What advice would you give to other people who have disabilities or limitations?
To embrace one’s imperfections as much as possible, realizing that “ability” is all fiction.
None of us are able to achieve success without some help along the way. Is there a particular person who you are grateful towards who helped get you to where you are?
My family and most notably my father, mother, and sister. They have been continually and undeniably supportive among my challenging and unusual yet rewarding journey, and I will never be able to thank them enough for their support.
How have you used your success to bring goodness to the world?
I hope my success has brought more attention and awareness around disability as an identity and experience for all to embrace and learn from. I also try to promote collegial disabled artists, scholars and varying disabled perspectives, including with publications Disability Arts Online, Women in Foreign Policy and a recent communally-engaged project initiated with a fellowship at Halcyon Arts Lab in Washington, DC.
Can you share “5 things I wish people understood or knew about people with physical limitations” and why.
I don’t view it as a limitation, I view it as freedom. My limitation has opened a unique way of being and living in the world, and I cannot imagine life without it.

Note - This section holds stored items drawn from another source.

PR #216, opened 2020-09-07
Embeddings for Euclidean into Euclidean

kellertuer:
A Euclidean manifold can be embedded into Euclidean if dimensions fit.

For this PR two things are missing still
- [x] dispatch still returns transparent and the implementation is not met
- [x] test cases have to be implemented


src/manifolds/Euclidean.jl
```diff
@@ -132,6 +132,39 @@ embed(::Euclidean, p)
...
+        throw(DomainError("Invalid embedding, since Euclidean dimension ($(n)) is longer than embedding dimension $(m)."))
+    any(n[1:lm] .> m) &&
+        throw(DomainError("Invalid embedding, since Euclidean dimension ($(n)) has entry larger than embedding dimensions ($(m))."))
+    # put p into q
+    q[[1:ind_n for ind_n in n]..., ones(lm - ln)...] .= p
+    # set remaining entries to zero
+    q[
+        [n[i] == m[i] ? (1:n[i]) : ((n[i] + 1):m[i]) for i in 1:lm]...,
+        [1:n[i] for i in (lm + 1):ln]...,
+    ] .= zero(eltype(p))
```
mateuszbaran, line 164: I don't think it will work for cases like embedding 2x2 Euclidean into 3x3 Euclidean. How about `fill!`ing entire `q` with `zero`s first and then copying the relevant part?

kellertuer: yes, filling is easier, and yes I missed some parts in setting zeros here.

kellertuer:
Found my bug with the transparency (missed a type parameter in the Embedded manifold) and wrote all necessary tests.

src/manifolds/Euclidean.jl
```diff
@@ -132,6 +132,39 @@ embed(::Euclidean, p)
...
+The remainder is filles with zeros for sure.
+"""
+function embed(M::EmbeddedManifold{𝔽,Euclidean{n,𝔽},Euclidean{m,𝔽},ET}, p) where {n,m,𝔽,ET}
+    q = allocate(p, representation_size(M.embedding))
+    embed!(M, q, p)
+    return q
+end
+
+function embed!(
+    M::EmbeddedManifold{𝔽,Euclidean{nL,𝔽},Euclidean{mL,𝔽},ET},
```
mateuszbaran, line 149: I think we don't have to enforce the two `Euclidean` spaces being over the same number system? Invalid conversions will fail during assignment anyway.

src/manifolds/Euclidean.jl
```diff
@@ -132,6 +132,39 @@ embed(::Euclidean, p)
...
+    m = size(q)
+    lm = length(m)
+    (length(n) > length(m)) &&
+        throw(DomainError("Invalid embedding, since Euclidean dimension ($(n)) is longer than embedding dimension $(m)."))
+    any(n .> m[1:ln]) &&
+        throw(DomainError("Invalid embedding, since Euclidean dimension ($(n)) has entry larger than embedding dimensions ($(m))."))
+    # put p into q
+    fill!(q, 0.0)
+    # fill „top left edge“ of q with p.
+    q[[1:ind_n for ind_n in n]..., ones(Int, lm - ln)...] .= p
```
mateuszbaran, line 164:
```suggestion
    q[n_ind -> map(Base.OneTo(ind_n), n)..., ntuple(_ -> 1, lm - ln)...] .= p
```
I haven't tested it but it should be fine (and type-stable).

src/manifolds/Euclidean.jl
kellertuer: Yes, we sure can do that. And embedding from R to C should then just work, that's neat.

src/manifolds/Euclidean.jl
kellertuer: Thanks, type (in)stability is something I do not always see.

kellertuer: Hm, I can't even compile this? It says `syntax: "..." expression outside`, so what are we missing here?

kellertuer: Ah, you shuffled it a little bit, it's `q[map(n_ind -> Base.OneTo(ind_n), n)..., ntuple(_ -> 1, lm - ln)...]`.

mateuszbaran: Right, yes, thanks for fixing it. One thing to remember about splatting (the ... thing) is to only splat tuples when you care about performance.

kellertuer: Now that works, but with different fields is still a little tricky, just leaving out the inner Fs did not do the trick.

mateuszbaran: ... and this time I've mixed `n_ind` with `ind_n`.

kellertuer: ;) Long day for me already, should've seen that. But I also got the different fields to work.

src/manifolds/Euclidean.jl
```diff
@@ -132,6 +132,39 @@ embed(::Euclidean, p)
...
+    q = allocate(p, representation_size(M.embedding))
+    embed!(M, q, p)
+    return q
+end
+
+function embed!(
+    ::EmbeddedManifold{𝔽,Euclidean{nL,𝔽a},Euclidean{mL,𝔽b},ET},
+    q,
+    p,
+) where {nL,mL,𝔽,𝔽a,𝔽b,ET}
```
mateuszbaran, line 152: I think 𝔽 and 𝔽b should be the same actually.

src/manifolds/Euclidean.jl
mateuszbaran: Nice :slightly_smiling_face:

src/manifolds/Euclidean.jl
kellertuer: They _were before_, but above you. asked whether the number fields have to be the same. No. You can embed R in C for sure, that's why I changed that.

What do you prefer, your last remark or this ;) ?

kellertuer: Sorry, I was too fast here, Fa can be different, but Fb and F should be the same, for sure. Will change that

mateuszbaran: When embedding, for example, R^2 in C^3, you have `EmbeddedManifold{ℂ,Euclidean{Tuple{2},ℝ},Euclidean{Tuple{3},ℂ},ET}`, right? 𝔽a and 𝔽b are different but 𝔽 and 𝔽b are not. Or did I mix something up again?

mateuszbaran: OK, so we have this one clear :slightly_smiling_face: .

test/euclidean.jl
```diff
@@ -147,4 +147,31 @@ include("utils.jl")
         @test ℍ^2 === Euclidean(2; field = ℍ)
         @test ℍ^(2, 3) === Euclidean(2, 3; field = ℍ)
     end
+
+    @testset "Embeddings into larger Euclidean Manifolds" begin
```
mateuszbaran, line 151: I think it would be good to have a simple test for embedding a real Euclidean space into a complex Euclidean space.

kellertuer: Good hint, I mixed up the fields (the embedded manifold is still of field type as the smaller one, not as the embedding). I added a test for that.

mateuszbaran: Right, I mixed it up as well when I suggested this change. Thanks for fixing it :slightly_smiling_face: .

mateuszbaran (approved):

src/manifolds/Euclidean.jl
```diff
@@ -132,6 +132,42 @@ embed(::Euclidean, p)
 
 embed!(::Euclidean, q, p) = copyto!(q, p)
 
+@doc raw"""
+    embed(::EmbeddedManifold{𝔽,Euclidean{𝔽},Euclidean{𝔽},ET}, p)
```
mateuszbaran, line 136:
```suggestion
    embed(::EmbeddedManifold{𝔽,Euclidean{n,𝔽},Euclidean{m,𝔽2},ET}, p)
```
One last thing I hope.

src/manifolds/Euclidean.jl
```diff
@@ -132,6 +132,42 @@ embed(::Euclidean, p)
...
+
+A [`Euclidean`](@ref) `M` manifold can be embedded into a [`Euclidean`](@ref) `N`
+if the length of the array dimension and representation size is elementwise less or equal.
+The remainder is filles with zeros for sure.
+"""
+function embed(
+    M::EmbeddedManifold{𝔽,Euclidean{n,𝔽},Euclidean{m,𝔽2},ET},
```
mateuszbaran, line 143: Actually, shouldn't this be defined for all embedded manifolds, not just this one? After all it's just the generic allocate-then-mutate function...

mateuszbaran: Wait, it's already in ManifoldsBase: https://github.com/JuliaManifolds/ManifoldsBase.jl/blob/7471d948b4e5a0485cff823313233fb2397c485b/src/ManifoldsBase.jl#L260

src/manifolds/Euclidean.jl
kellertuer: Thanks, I missed to fix the docs.

src/manifolds/Euclidean.jl
kellertuer: Well, nearly. The one in base allocates an object of size of `M.manifold` somehow, not of `M.embedding`, that's what this one fixes.

mateuszbaran: Oh, I think it's a bug in ManifoldsBase then (and should be fixed there).

kellertuer: Should we leave this here until its fixed?

mateuszbaran: I can quickly fix it in base.

mateuszbaran:
Hmm... and since we are at it embedding tangent vectors would also be nice :slightly_smiling_face: . Let me just fix that problem in ManifoldsBase first.

mateuszbaran:
... and corresponding `project` methods would also be nice.

kellertuer:
Wel already have a few `project(M,p,X)` and `project!(M,Y,p,X)`, so having the corresponding `embed`s  would be reasonable.

src/manifolds/Euclidean.jl
mateuszbaran: Embedding should work with ManifoldsBase 0.9.2 without this method 🙂

kellertuer: Right, I changed that.

kellertuer:
Hm, locally it works, on the CI there is a document/@doc error that I can't reproduce nor understand. Can you take a look?

kellertuer:
I fear your version `0.9.2` might have broken a few manifolds?

kellertuer:
I created JuliaManifolds/ManifoldsBase.jl#49 – since the error introduces was merely me using a loophole in the documentation/usage of `allocate`.

kellertuer:
Hm, a short test revealed, the `embed` and `project` I yesterday deleted in `Base` are actually indeed required for this here to work, otherwise I can't get `EmbeddedManifold` to ever allocate the correct return value for the `O2` manifold in the euclidean tests (line 172).

mateuszbaran:
> I might just reimplement embed and project and make some tests for those explicitly in base.

This is probably the best solution.

mateuszbaran:
I think we need to remove now all the unused `embed!` methods.

mateuszbaran:
Coverage highlights them.

kellertuer:
Well, are they replaced by the method from base, so really unneeded? I think the `AbstractEmbeddedManifold`now provide the default, since we said, that the abstract case always assumes that the points are represented in the embedding; this yields that the generic function already does the job, so we really don't need the special embed-but-just-copy-functions anymore?

mateuszbaran:
Well, now there seems to be no need to ever `embed!` for `AbstractEmbeddedManifold` I think. Notice that there is no generic embed in base for `AbstractEmbeddedManifold`.

kellertuer:
Cool. No there is no need for a generic `embed`, since we have that on the `Manifold` level already for a default embedding.

I have to check some teaching but will remove the noch obsolete `embed!`s afterwards.

kellertuer:
Hm, that's strange. When I delete line 87 in Centered Matrices, which codecov reports as not covered, then the test fails since no method is found.

mateuszbaran:
The centered manifold tests fail just because there is an explicit test for `embed`. If you remove it nothing fails.

> Actually for the `AbstractEmbeddedManifold` I don't see a generic `embed!` in ManifoldsBase; we sure could add one, but currently there is none. Actually I think we even missed an `embed(M, p, X)` for the `EmbeddedManifold` (and its projection counterpart).

Right, I guess there will be another embedding PR to ManifoldsBase :slightly_smiling_face: .

kellertuer:
Hm, but why do I want to remove the test? `embed` and `embed!` should both work for `CenteredMatrices` for sure, or not?

mateuszbaran:
Hmm... actually, in what circumstances would using `embed` on for example `CenteredMatrices` be a good idea? The idea of using representation of the embedding suggests that all operations should actually use it. `project!` for `AbstractEmbeddedManifold` is also supposed to return a valid point or tangent vector in the embedding, right?

kellertuer:
Yes, neither `embed!` not `project!` should change array dimensions, I think we agreed on that recently.

mateuszbaran (approved):
I'm also fine with merging it as-is and leaving this issue for later  🙂.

Cure is fiction — a response by composer, pianist, and musicologist Stefan Sunandan Honisch to a question for a communally-engaged project I’m developing. This reply very much resonated with me the focus on cure can sometimes be detrimental to disabled people’s overall well-being.
People often make assumptions about body mobility and ability which personally drive me crazy, as my body’s immobility is out of my control. I therefore believe it’s essential to initiate access checks in welcoming all bodies to all spaces.
For me there is often a loss of control in the body and how the body will change as you age, which can be frightening and also freeing.
That it’s not only in the medical realm but also the social and cultural, as not only pathology but identity.
Can you please give us your favorite “Life Lesson Quote”?
The myth of more.
We are very blessed that some of the biggest names in Business, VC funding, Sports, and Entertainment read this column. Is there a person in the world, or in the US whom you would love to have a private breakfast or lunch with, and why? He or she might just see this 🙂
Tim Ferriss! I’ve been obsessed with his books and podcast since completing graduate school, and they have always taught me much on building one’s life the way you want to live it.